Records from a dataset

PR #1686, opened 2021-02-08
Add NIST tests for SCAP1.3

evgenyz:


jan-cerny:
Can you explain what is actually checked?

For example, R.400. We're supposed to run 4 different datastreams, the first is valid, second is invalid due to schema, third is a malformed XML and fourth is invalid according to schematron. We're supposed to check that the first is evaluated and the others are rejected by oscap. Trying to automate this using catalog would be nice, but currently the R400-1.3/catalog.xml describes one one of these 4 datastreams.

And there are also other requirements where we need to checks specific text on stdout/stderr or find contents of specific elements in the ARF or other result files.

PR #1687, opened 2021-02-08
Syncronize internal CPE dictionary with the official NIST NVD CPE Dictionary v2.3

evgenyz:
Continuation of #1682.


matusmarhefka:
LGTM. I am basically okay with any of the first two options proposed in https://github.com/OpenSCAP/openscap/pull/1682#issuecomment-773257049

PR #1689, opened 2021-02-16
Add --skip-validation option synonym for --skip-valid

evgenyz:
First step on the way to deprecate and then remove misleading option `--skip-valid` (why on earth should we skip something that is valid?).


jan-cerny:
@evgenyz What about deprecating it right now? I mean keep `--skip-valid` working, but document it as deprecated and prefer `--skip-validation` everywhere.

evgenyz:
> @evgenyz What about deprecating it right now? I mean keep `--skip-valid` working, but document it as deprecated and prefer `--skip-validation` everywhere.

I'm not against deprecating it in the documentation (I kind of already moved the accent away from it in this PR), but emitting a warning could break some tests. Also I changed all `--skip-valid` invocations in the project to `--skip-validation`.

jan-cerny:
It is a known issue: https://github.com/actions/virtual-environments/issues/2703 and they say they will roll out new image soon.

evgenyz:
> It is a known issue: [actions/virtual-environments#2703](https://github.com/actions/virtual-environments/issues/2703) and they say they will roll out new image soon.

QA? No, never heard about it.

* * *

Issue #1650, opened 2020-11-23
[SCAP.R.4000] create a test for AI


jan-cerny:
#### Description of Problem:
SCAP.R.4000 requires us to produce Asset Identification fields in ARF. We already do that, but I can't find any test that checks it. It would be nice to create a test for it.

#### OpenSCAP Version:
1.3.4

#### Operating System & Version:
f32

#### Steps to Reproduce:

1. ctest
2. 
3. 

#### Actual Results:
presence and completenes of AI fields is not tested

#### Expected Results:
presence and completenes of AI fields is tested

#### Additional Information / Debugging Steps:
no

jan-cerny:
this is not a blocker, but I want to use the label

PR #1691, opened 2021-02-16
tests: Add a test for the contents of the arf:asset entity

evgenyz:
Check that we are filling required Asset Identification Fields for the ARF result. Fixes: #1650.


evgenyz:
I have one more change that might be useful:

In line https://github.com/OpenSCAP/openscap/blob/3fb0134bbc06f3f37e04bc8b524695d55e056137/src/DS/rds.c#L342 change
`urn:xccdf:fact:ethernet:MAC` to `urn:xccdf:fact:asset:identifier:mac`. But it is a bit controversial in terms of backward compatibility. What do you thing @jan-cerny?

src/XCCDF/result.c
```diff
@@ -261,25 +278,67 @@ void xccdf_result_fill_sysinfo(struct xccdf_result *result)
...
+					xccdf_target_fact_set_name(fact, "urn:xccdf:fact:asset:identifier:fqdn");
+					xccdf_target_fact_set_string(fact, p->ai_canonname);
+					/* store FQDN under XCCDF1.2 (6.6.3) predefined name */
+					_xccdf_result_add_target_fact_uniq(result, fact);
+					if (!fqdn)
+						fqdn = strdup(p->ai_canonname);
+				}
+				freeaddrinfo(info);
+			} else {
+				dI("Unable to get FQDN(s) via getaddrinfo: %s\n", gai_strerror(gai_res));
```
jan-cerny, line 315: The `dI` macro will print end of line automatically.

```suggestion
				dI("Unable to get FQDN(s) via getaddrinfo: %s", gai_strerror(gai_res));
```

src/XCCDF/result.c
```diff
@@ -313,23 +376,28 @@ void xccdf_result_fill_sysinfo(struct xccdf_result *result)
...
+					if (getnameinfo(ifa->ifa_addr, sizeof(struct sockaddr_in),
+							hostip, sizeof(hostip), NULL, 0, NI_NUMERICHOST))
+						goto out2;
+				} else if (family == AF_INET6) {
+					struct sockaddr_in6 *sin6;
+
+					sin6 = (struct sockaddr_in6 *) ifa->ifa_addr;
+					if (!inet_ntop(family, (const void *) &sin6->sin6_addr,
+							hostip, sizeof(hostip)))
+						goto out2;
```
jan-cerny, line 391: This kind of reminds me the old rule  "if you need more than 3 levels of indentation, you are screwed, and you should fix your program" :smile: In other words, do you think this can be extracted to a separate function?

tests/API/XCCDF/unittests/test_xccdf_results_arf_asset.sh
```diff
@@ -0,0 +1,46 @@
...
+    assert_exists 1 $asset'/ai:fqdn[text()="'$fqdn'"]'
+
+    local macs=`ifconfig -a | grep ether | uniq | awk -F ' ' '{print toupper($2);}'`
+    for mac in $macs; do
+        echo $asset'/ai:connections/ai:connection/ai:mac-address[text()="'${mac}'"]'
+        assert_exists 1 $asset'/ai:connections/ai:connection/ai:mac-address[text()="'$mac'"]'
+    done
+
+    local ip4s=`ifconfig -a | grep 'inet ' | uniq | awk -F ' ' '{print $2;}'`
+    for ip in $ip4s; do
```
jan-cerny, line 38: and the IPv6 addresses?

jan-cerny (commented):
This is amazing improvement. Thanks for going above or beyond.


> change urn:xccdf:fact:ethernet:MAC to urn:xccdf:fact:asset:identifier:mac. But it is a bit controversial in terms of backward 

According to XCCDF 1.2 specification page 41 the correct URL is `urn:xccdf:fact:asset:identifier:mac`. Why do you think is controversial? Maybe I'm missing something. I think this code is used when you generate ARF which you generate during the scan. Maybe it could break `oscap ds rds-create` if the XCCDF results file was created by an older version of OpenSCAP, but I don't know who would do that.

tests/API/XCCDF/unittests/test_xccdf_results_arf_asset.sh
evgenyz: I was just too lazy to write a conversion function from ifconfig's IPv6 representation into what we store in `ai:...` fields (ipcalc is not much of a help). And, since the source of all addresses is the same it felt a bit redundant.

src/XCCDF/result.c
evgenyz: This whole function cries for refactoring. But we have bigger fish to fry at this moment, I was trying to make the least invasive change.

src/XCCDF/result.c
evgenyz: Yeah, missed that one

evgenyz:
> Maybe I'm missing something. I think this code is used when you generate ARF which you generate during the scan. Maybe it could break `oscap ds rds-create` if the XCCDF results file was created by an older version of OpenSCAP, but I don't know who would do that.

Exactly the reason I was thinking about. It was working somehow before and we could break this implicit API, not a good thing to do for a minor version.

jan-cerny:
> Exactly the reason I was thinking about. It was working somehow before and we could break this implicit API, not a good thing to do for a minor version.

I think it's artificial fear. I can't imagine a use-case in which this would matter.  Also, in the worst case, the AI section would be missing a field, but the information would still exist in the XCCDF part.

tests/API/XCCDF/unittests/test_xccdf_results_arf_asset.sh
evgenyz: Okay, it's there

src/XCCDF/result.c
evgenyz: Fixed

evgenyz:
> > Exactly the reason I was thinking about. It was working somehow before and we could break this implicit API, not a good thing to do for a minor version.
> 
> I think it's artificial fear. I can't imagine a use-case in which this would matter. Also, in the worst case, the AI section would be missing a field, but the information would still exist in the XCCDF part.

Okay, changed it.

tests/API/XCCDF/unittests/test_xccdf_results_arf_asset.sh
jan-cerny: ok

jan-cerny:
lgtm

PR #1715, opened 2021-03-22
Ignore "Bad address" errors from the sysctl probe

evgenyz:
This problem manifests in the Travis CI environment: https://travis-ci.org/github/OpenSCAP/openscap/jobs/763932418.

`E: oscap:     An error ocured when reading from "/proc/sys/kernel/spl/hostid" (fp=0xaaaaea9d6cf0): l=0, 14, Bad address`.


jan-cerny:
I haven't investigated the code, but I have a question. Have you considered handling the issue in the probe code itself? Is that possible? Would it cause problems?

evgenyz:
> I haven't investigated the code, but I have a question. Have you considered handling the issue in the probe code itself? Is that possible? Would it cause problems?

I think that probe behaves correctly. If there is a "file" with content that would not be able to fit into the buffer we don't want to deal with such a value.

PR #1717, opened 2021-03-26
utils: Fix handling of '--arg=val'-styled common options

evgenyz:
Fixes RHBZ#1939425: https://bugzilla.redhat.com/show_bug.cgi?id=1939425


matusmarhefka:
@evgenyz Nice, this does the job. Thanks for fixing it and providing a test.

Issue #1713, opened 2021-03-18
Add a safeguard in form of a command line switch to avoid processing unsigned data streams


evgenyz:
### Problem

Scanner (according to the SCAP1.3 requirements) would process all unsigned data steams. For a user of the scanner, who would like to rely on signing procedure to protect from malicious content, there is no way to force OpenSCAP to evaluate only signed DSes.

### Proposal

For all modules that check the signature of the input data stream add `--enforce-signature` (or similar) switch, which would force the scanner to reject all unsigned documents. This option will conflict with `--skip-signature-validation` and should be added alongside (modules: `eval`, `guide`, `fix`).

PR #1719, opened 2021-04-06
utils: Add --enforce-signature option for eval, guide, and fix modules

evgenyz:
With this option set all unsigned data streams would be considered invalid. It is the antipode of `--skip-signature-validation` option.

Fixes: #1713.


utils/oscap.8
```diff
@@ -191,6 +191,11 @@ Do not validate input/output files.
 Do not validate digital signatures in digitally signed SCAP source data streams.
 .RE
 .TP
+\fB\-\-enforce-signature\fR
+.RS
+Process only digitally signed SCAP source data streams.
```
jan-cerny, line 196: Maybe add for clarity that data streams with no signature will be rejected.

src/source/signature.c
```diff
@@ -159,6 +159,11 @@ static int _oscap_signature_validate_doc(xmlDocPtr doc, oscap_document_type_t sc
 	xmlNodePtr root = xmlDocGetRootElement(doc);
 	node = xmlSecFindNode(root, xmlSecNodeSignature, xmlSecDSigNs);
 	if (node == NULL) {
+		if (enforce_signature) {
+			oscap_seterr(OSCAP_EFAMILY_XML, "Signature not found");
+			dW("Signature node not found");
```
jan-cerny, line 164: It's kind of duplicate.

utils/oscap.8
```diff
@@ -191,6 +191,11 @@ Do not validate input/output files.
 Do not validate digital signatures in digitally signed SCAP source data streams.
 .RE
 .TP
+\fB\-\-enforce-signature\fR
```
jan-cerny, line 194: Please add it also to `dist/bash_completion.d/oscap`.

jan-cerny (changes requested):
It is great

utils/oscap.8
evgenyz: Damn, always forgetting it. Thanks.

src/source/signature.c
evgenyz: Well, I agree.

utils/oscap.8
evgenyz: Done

## What you will do
Find each line in the data above with the word "soon", then copy it.

## Completed task
It is a known issue: https://github.com/actions/virtual-environments/issues/2703 and they say they will roll out new image soon.
> It is a known issue: [actions/virtual-environments#2703](https://github.com/actions/virtual-environments/issues/2703) and they say they will roll out new image soon.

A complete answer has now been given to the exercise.